Operation extremely regretful is in full effect
Don't worry about it. I've taken so much Plan B, my uterus is purely for show now.
After we hooked up, he left the room and no one has seen him since last night. That kid redefined hit it and quit it.
Found a dirty envelope on my seat w ur name and $122.50 written on the front. Nothing inside but what looks like dirty pine needles
the repo guy said it was the first time he'd ever started to repo a car with someone fucking inside of it. he might have said 'doing it' instead.
Btw after this weekend the chipndales costume has a 125% success rate.
In case you were wondering, taking me to see beauty and the beast in theaters would totally get you an unsolicited sloppy beej in the parking lot afterwards.
You should probably take note of that and make it happen.
Happy heartbreak day....you got chocolates, I'm eating them/ throwing them out the window at passing couples
Expect nothing less than me teaching them how to do shots and put condoms on
We won 11 games of beer pong, and then I spent a half hour trying to get into the top bunk.

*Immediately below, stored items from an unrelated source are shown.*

PR #344, opened 2021-11-02
deb: remove needless update conf hook

kenhys:
Since td-agent 4.0.0, td-agent.conf.tmpl was moved from
/etc/td-agent/td-agent.conf.tmpl to
/opt/td-agent/share/td-agent.conf.tmpl.

It means that td-agent.conf.tmpl was not registered in
Conffiles: entries anymore. (It's not under /etc)
Then, old_md5sum becomes always empty, backward compatibility
is triggered.

```
  Unpacking td-agent (4.2.0-1) over (4.1.1-1) ...
  Setting up td-agent (4.2.0-1) ...
  Updating conffile /etc/td-agent/td-agent.conf ...
  Processing triggers for man-db (2.9.4-2) ...
```

As a result, td-agent.conf file will be overridden. (It's no
harm because the content is same.)

In this commit, check template file checksum correctly.

Signed-off-by: Kentaro Hayashi <hayashi@clear-code.com>

### DIFF
--- a/td-agent/templates/package-scripts/td-agent/deb/postinst
+++ b/td-agent/templates/package-scripts/td-agent/deb/postinst
@@ -28,48 +28,11 @@ fixperms() {
         dpkg-statoverride --update --add <%= project_name %> <%= project_name %> 0755 /var/log/<%= project_name %>
 }
 
-update_conffile() {
-    CONFFILE="$1"
-    TMPL="$2"
-
-    if [ -e "$CONFFILE" ]; then
-        md5sum="`md5sum \"$CONFFILE\" | sed -e \"s/ .*//\"`"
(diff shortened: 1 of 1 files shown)


kenhys:
CentOS 7 aarch64 ci fials.

It may be a bit strange. is this package size valid for?

```
================================================================================
 Package   Arch    Version        Repository                               Size
================================================================================
Installing:
 td-agent  aarch64 4.2.0-1.el7    /td-agent-4.2.0-1.el7.aarch64            68 M
 td-agent-debuginfo
           aarch64 4.2.0-1.el7    /td-agent-debuginfo-4.2.0-1.el7.aarch64  76 M
```

ashie:
Is copying the template to /etc/td-agent/td-agent.conf still needed?
AFAIK, we already removed the equivalent code for RPM.

kenhys:
Oops, 

> Is copying the template to /etc/td-agent/td-agent.conf still needed?

It should be removed.

ashie (approved):

PR #349, opened 2021-11-29
GitHub Actions: Don't run on push events for branches

ashie:


ashie:
Without this, CI is always run not only for pull_request event but also for push event, it's too wasted.

kenhys (approved):
LGTM,

PR #350, opened 2021-11-30
Fix build error on Debian Bullseye

fujimotos:
qemu-user-static on Ubuntu 20.04 contains a bug that crashes arm64
Debian Bullseye guests:

     https://bugs.launchpad.net/qemu/+bug/1749393

This patch works around that issue, by installing the required qemu
binaries (in particular `qemu-aarch64-static`) using
"multiarch/qemu-user-static" image.

Signed-off-by: Fujimoto Seiji <fujimoto@ceptord.net>


ashie:
Thanks!

PR #357, opened 2022-01-14
yum: use rockylinux as base build image

kenhys:
It stores RPMs under td-agent/yum/repositories/centos for
compatibility.

TODO: support armv64v8/rockylinux:8 as well. It is not accessible from my
environment :-<, It will be handled in another PR.

### DIFF
--- a/td-agent/yum/rockylinux-8-aarch64/from
+++ b/td-agent/yum/rockylinux-8-aarch64/from
@@ -1,0 +1,18 @@
+# Licensed to the Apache Software Foundation (ASF) under one
+# or more contributor license agreements.  See the NOTICE file
+# distributed with this work for additional information
+# regarding copyright ownership.  The ASF licenses this file
+# to you under the Apache License, Version 2.0 (the
+# "License"); you may not use this file except in compliance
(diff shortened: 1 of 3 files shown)


lib/yum/build.sh
```diff
@@ -40,6 +40,10 @@ if [ -f /etc/os-release ]; then
       # The ID is translated for repository layout
       distribution=amazon
       ;;
+    rocky)
+      # The ID is translated as transitional layout
+      distribution=centos
```
ashie, line 45: I think it's not needed to keep compatibility.
I prefer using the name as is (rocky) to avoid confusion.

ashie (changes requested):

lib/yum/build.sh
kenhys: Ok, just removed.

cosmo0920 (changes requested):
The correct name is rokcylinux not rock**e**ylinux.

kenhys:
Oops, thanks.
Fixed now.

ashie (approved):

cosmo0920:
🎉

PR #358, opened 2022-01-17
Bundle calyptia related gems

### LINKED ISSUE #333: Bundle Calyptia service related gems and plugins
Calyptia is planned to publish service for monitoring.

Currently, our created gems are as follows:

* cmetrics-ruby (cmetrics as actual gem name): https://github.com/calyptia/cmetrics-ruby
* fluent-plugin-metrics-cmetrics: https://github.com/calyptia/fluent-plugin-metrics-cmetrics
* fluent-plugin-calyptia-monitoring: https://github.com/calyptia/fluent-plugin-calyptia-monitoring

They are used for our new Calyptia Monitoring service.
Two of Fluentd plugins are ordinary Fluentd plugins.
But, cmetrics-ruby requests to use cmake 3.13 or later for TARGETS in subdirectories feature.
It had been supported in cmake 3.13 or later.
ref: https://cmake.org/cmake/help/v3.13/command/install.html#targets

This could be headache for old platforms including Ubuntu 16.04, Ubuntu 18.04, CentOS 7, and CentOS 6(Not tested yet).
For Ubuntu, using kitware apt repository can solve this headache and, for CentOS 7, using EPEL repository can solve it.

But, for CentOS 6, there is no cmake3 3.13 or later package is provided even if in EPEL.
So, if we bundle these Calyptia related gems on CentOS 6 platform, we might ought to create 3rd party package for cmake 3.13 or later....
CMake 3 compilation requests to use C++11 ready gcc compiler toolchain.
So, we also ought to build 3rd party package for CentOS 6 to build cmake 3 package if we proceed to bundle calyptia related gems. Or, Only for CentOS 6, nothing bundling for Calyptia related gems is also reasonable for us because CentOS 6 is already EOL.

FYI: `fluent-plugin-calyptia-monitoring` has a configuration generator command which is `calyptia-config-generator`: https://github.com/calyptia/fluent-plugin-calyptia-monitoring#calyptia-monitoring-api-config-generator

cosmo0920:
Closes #333

nokogiri v1.13 start to depends on mini_portile v2.7.1 and provides fat gems for Linux AArch64 platform.
Now, it's time to bundle Calyptia related gems and plugins into fluent-package-builder building system.


cosmo0920:
How do we treat Windows package building failure?

cosmo0920:
I got succeeded to create Windows msi installer by `rake msi:selfbuild` instead of `rake msi:build`.

ashie:
> How do we treat Windows package building failure?

It's not related with this.
Should be fixed in another PR.

ashie (approved):

cosmo0920:
@kenhys @ashie Can we merge this PR?

cosmo0920:
It would be nice if we can merge this PR before #360 is merged.

cosmo0920:
Thanks!

PR #365, opened 2022-02-02
Add fluent-plugin-windows-exporter

### LINKED ISSUE #355: Add a new windows-exporter plugin to td-agent
### Proposal

* Bundle fluent-plugin-wndows-exporter to td-agent v4.4.0
  https://github.com/fluent-plugins-nursery/fluent-plugin-windows-exporter

### Rationale

* This plugin allows users to collect system metrics on Windows using Fluentd. 
* It is a very "comprehensive" plugin. Currently, it supports 90+ items of metrics.
* With this bundled, Windows users now can use Fluentd as the single source for observability, saving the trouble of installing multiple daemons (Prometheus and collectd etc.)

### Technical consideration
 
* This plugin is fully written in Ruby (we use fiddle to interact with Win32 API, so no C lib is required).
* The only dependency is [bindata](https://github.com/dmendel/bindata), which is also just a Ruby module.
* So there must be very little trouble to include this plugin.

fujimotos:
Fixes #355.

Windows Exporter plugin is a system metrics plugin for Win32 platforms.
It can capture a wide range of metrics (CPU, memory, and network etc.),
and is very convenient for monitoring Windows nodes.

* https://github.com/fluent-plugins-nursery/fluent-plugin-windows-exporter
* https://rubygems.org/gems/fluent-plugin-windows-exporter

The plugin enables Fluentd to act as a replacement of general system
monitoring solution (such as collectd or Prometheus), and should be
very useful for Windows administrators.

Signed-off-by: Fujimoto Seiji <fujimoto@ceptord.net>

### DIFF
--- a/td-agent/Gemfile
+++ b/td-agent/Gemfile
@@ -84,6 +84,7 @@ gem "winevt_c", "0.9.3", platforms: windows_platforms
 gem "win32-eventlog", "0.6.7", platforms: windows_platforms
 gem "fluent-plugin-parser-winevt_xml", "0.2.4", platforms: windows_platforms
 gem "fluent-plugin-windows-eventlog", "0.8.1", platforms: windows_platforms
+gem "fluent-plugin-windows-exporter", "1.0.0", platforms: windows_platforms
 
 not_windows_platforms = [:ruby]
 gem "rdkafka", "0.11.1", platforms: not_windows_platforms
--- a/td-agent/Gemfile.lock
+++ b/td-agent/Gemfile.lock
@@ -69,6 +69,7 @@ GEM
     console (1.14.0)
       fiber-local
     cool.io (1.7.1)
+    cool.io (1.7.1-x64-mingw32)
     digest-crc (0.6.4)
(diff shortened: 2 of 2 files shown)


td-agent/Gemfile
```diff
@@ -70,6 +70,7 @@ gem "fluent-plugin-metrics-cmetrics", "0.1.1"
 gem "fluent-plugin-calyptia-monitoring", "0.1.3"
 gem "opensearch-ruby", "1.0.0"
 gem "fluent-plugin-opensearch", "1.0.0"
+gem "fluent-plugin-windows-exporter", "1.0.0"
```
ashie, line 73: Tests failed on non-windows platforms.
Please add `platforms: windows_platforms` (see the below block).

ashie (changes requested):

td-agent/Gemfile
fujimotos: Sorry! fixed by d26444498585035f9bb80261da1802629241b1d8.

Issue #370, opened 2022-02-11
td-agent RPM includes build-ids


Smasherr:
Due to https://github.com/chef/omnibus/pull/1050, td-agent has conflicts with gitlab-ce and an installation of td-agent results in

```
Error: Transaction test error:
  file /usr/lib/.build-id/3a/a6377e3b490d35f6b2e13af2a0a487992a4d7b from install of td-agent-4.3.0-1.el8.x86_64 conflicts with file from package gitlab-ce-14.7.1-ce.0.el8.x86_64
  file /usr/lib/.build-id/6b/074ebdad7c55f515e55faf0c859d96ce823c74 from install of td-agent-4.3.0-1.el8.x86_64 conflicts with file from package gitlab-ce-14.7.1-ce.0.el8.x86_64
  file /usr/lib/.build-id/7b/152f6fd3336942261a5c46bb46cf1355c8368f from install of td-agent-4.3.0-1.el8.x86_64 conflicts with file from package gitlab-ce-14.7.1-ce.0.el8.x86_64
  file /usr/lib/.build-id/86/47df0ea0bafe7bd29ac2c12584acdb9addb147 from install of td-agent-4.3.0-1.el8.x86_64 conflicts with file from package gitlab-ce-14.7.1-ce.0.el8.x86_64
```

This project should apparently replace omnibus, but the [latest version of td-agent available at packages.treasuredata.com](https://s3.amazonaws.com/packages.treasuredata.com/4/redhat/8/x86_64/td-agent-4.3.0-1.el8.x86_64.rpm) still includes build-ids:

```
❯ tar tf td-agent-4.3.0-1.el8.x86_64.rpm | grep a6377e3b490d35f6b2e13af2a0a487992a4d7b
./usr/lib/.build-id/3a/a6377e3b490d35f6b2e13af2a0a487992a4d7b
``` 
Are there any plans to deploy a new version of td-agent build with this new packager to packages.treasuredata.com? Or is there another repository that should be used?

PR #371, opened 2022-02-14
yum: generate build_id in -debuginfo

kenhys:
build_id links may be useful for debug but there is a case that
build_id conflicts with other packages. (e.g. gitlab-ce)

Thus "_build_id_links compat" may not be suitable, so change it to
traditional alldebug.

Before: 
  td-agent contains /usr/lib/debug/.build-id/xx/yy
After: 
  td-agent-debuginfo contains /usr/lib/debug/.build-id/xx/yy

NOTE: rpm --excludepath may be a workaround to install, but it is not
so good.

Closes: #370


ashie (approved):

Smasherr:
Thanks for resolving this!

PR #381, opened 2022-04-25
Support Ubuntu 22.04

kenhys:
This draft PR is derived from https://github.com/fluent/fluentd/discussions/3704 and push a commit on https://github.com/fluent/fluent-package-builder/pull/378
to attempt to identify Ubuntu 22.04 buildability. (not ready for production)

* Use newer ruby only for Ubuntu 22.04 because of supporting OpenSSL 3.x

KNOWN ISSUE: dh_shlibdeps causes an error.

```
dpkg-shlibdeps: error: no dependency information found for /build/td-agent-4.3.1/debian/tmp/opt/td-agent/lib/libruby.so.3.1 (used by debian/
```

PR #384, opened 2022-05-02
Revise apt-source package

kenhys:
This PR is a follow-up of #381.
It is aimed to eliminate deprecated apt-key(8) usage.


ashie:
@kenhys Could you resolve the conflict?

ashie (approved):

PR #387, opened 2022-05-09
msi: Replace OpenSSL with MinGW's latest one to fix memory leak

### LINKED ISSUE #374: Memory leak when using TLS on Windows
Recently we received a bug report from a customer that Windows version of td-agent causes memory leak.
It's reproducible with td-agent 4.3.0.
After I investigated it, I found out that just using TLS causes this issue.
In addition, Ruby doesn't recognize it. I confirmed it by [fluent-plugin-sigdump](https://github.com/fluent-plugins-nursery/fluent-plugin-sigdump).

fluent-plugin-windows-eventlog and certstore_c also don't have major memory leak, I confirmed it by Dr.Memory and reviewing the code.
While testing cerstore_c by Dr.Memory, OpenSSL related leaks are detected. So that the origin of this memory leaks might be Ruby (openssl gem) or OpenSSL. We don't yet understand the detail due to lack of debug symbols.

Although the memory leak by one communication is tiny, it's not ignorable. Because out_forward plugin of Fluentd discards a socket every time after finishing a communication and recreate it by default, so that memory leaks are accumulated.

It can be mitigate by `keepalive` option of out_forward, but we need to fix the root cause to allow long-life operation.

This issue doesn't reproduce when I use Ruby 2.4.

ashie:
Fix #374

### DIFF
--- a/td-agent/Rakefile
+++ b/td-agent/Rakefile
@@ -401,7 +401,7 @@ class BuildTask
     namespace :build do
       desc "Install jemalloc"
       task :jemalloc => [:"download:jemalloc"] do
-        build_jemalloc unless windows?
+        build_jemalloc
       end
 
       desc "Install OpenSSL"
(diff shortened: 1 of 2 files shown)


kenhys (approved):
Could you amend a commit message to include a summary of #374 for the record?

ashie:
Done: 0a4aa1b0111418efbbcdf0409e2fa1abc7d36871

PR #389, opened 2022-05-23
Update nokogiri to 1.13.6, and install it only on Windows

ashie:
Only fluent-plugin-windows-eventlog and fluent-plugin-parser-winevt_xml
are explicitly depdends on nokogiri.
Because nokogiri is often reported vulnerabilities, it should be installed
and updated by td-agent-gem if users really require it.

TODO: Probably we need to install rexml or something other for aws-sdk-core
with Ruby 3.x:

https://github.com/aws/aws-sdk-ruby/blob/64e9ea97c318cb7a10fdf7c0979307a772f06b51/gems/aws-sdk-core/lib/aws-sdk-core/xml/parser.rb#L70


kenhys (approved):
LGTM.

cosmo0920 (approved):
Basically, until we will use Ruby 3.x, this change should be correct.
For Ubuntu 22.04 package, we need to install nokogiri for aws-sdk-core?
Shouldn't we install for Ruby 3.x environment?

Should we leave it in a comment, or file an issue for Ruby 3.x upgrade?

ashie:
> For Ubuntu 22.04 package, we need to install nokogiri for aws-sdk-core? Should we leave it in a comment, or file an issue for Ruby 3.x upgrade?

Probably we don't need to do anything, rexml will be installed automatically.
Although rexml is no longer "default gem" since Ruby 3.0, it's still "bundled gem".
I confirmed that ubuntu-jammy package built by this branch includes rexml gem.

cosmo0920:
Noted. Thanks!

PR #403, opened 2022-06-28
manage-fluent-repositories.sh: Further automation of creating RPM repo

ashie:
In addition, fix wrong usage in help.

### DIFF
--- a/td-agent/manage-fluent-repositories.sh
+++ b/td-agent/manage-fluent-repositories.sh
@@ -17,11 +17,11 @@ Usage:
   $0 COMMAND FLUENT_RELEASE_PROFILE FLUENT_RELEASE_DIR FLUENT_PACKAGE_VERSION"
 
 Example:
-  $ $0 ls release-td-agent
-  $ $0 download release-td-agent /tmp/td-agent-release
-  $ $0 deb release-td-agent /tmp/td-agent-release 4.2.0
-  $ $0 rpm release-td-agent /tmp/td-agent-release 4.2.0
-  $ $0 upload release-td-agent /tmp/td-agent-release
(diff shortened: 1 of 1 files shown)


td-agent/manage-fluent-repositories.sh
```diff
@@ -122,13 +122,16 @@ EOF
...
-	# sign rpm repository
-	find $FLUENT_RELEASE_DIR/4 -name 'repomd.xml'
-	for f in `find $FLUENT_RELEASE_DIR/4 -name 'repomd.xml'`; do
-	    if [ -f "$f.asc" ]; then
-		rm -f $f.asc
+	# update & sign rpm repository
+	repodirs=`find "${FLUENT_RELEASE_DIR}" -regex "^${FLUENT_RELEASE_DIR}/4/\(redhat\|amazon\)/[2789]$"`
+	for repodir in $repodirs; do
+	    createrepo_c -v "${repodir}"
+
```
kenhys, line 129: In the previous versions, repodata/repomd.xml is generated under each x86_64 or aarch64.
Is it intentional change?, If so and it should be changed, it's ok for me.

kenhys: I mean: 

Before: td-agent-release/4/redhat/8/x86_64/repodata/repomd.xml
After:  td-agent-release/4/redhat/8/repodata/repomd.xml

ashie: It's not intended. I'll fix it.

ashie: Fixed in 63c1e084fe324c1c90a8c7686107710cddc8d672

Then i realized it was a cabinet in the bathroom
I mean, "boo" isn't the appropriate response to someone dying...
Was having relations of the behind variety with my girlfriend. Based on where we were at I could see myself in the bathroom mirror. You know I did the Patrick Bateman point and wink at the mirror and turned on sissudio by Phil Collins.
Typically a man doesn't buy a woman a drink in hopes of her laughing at his penis, but no one said I was normal.
There's a point in life when you've got to take dick like a big girl.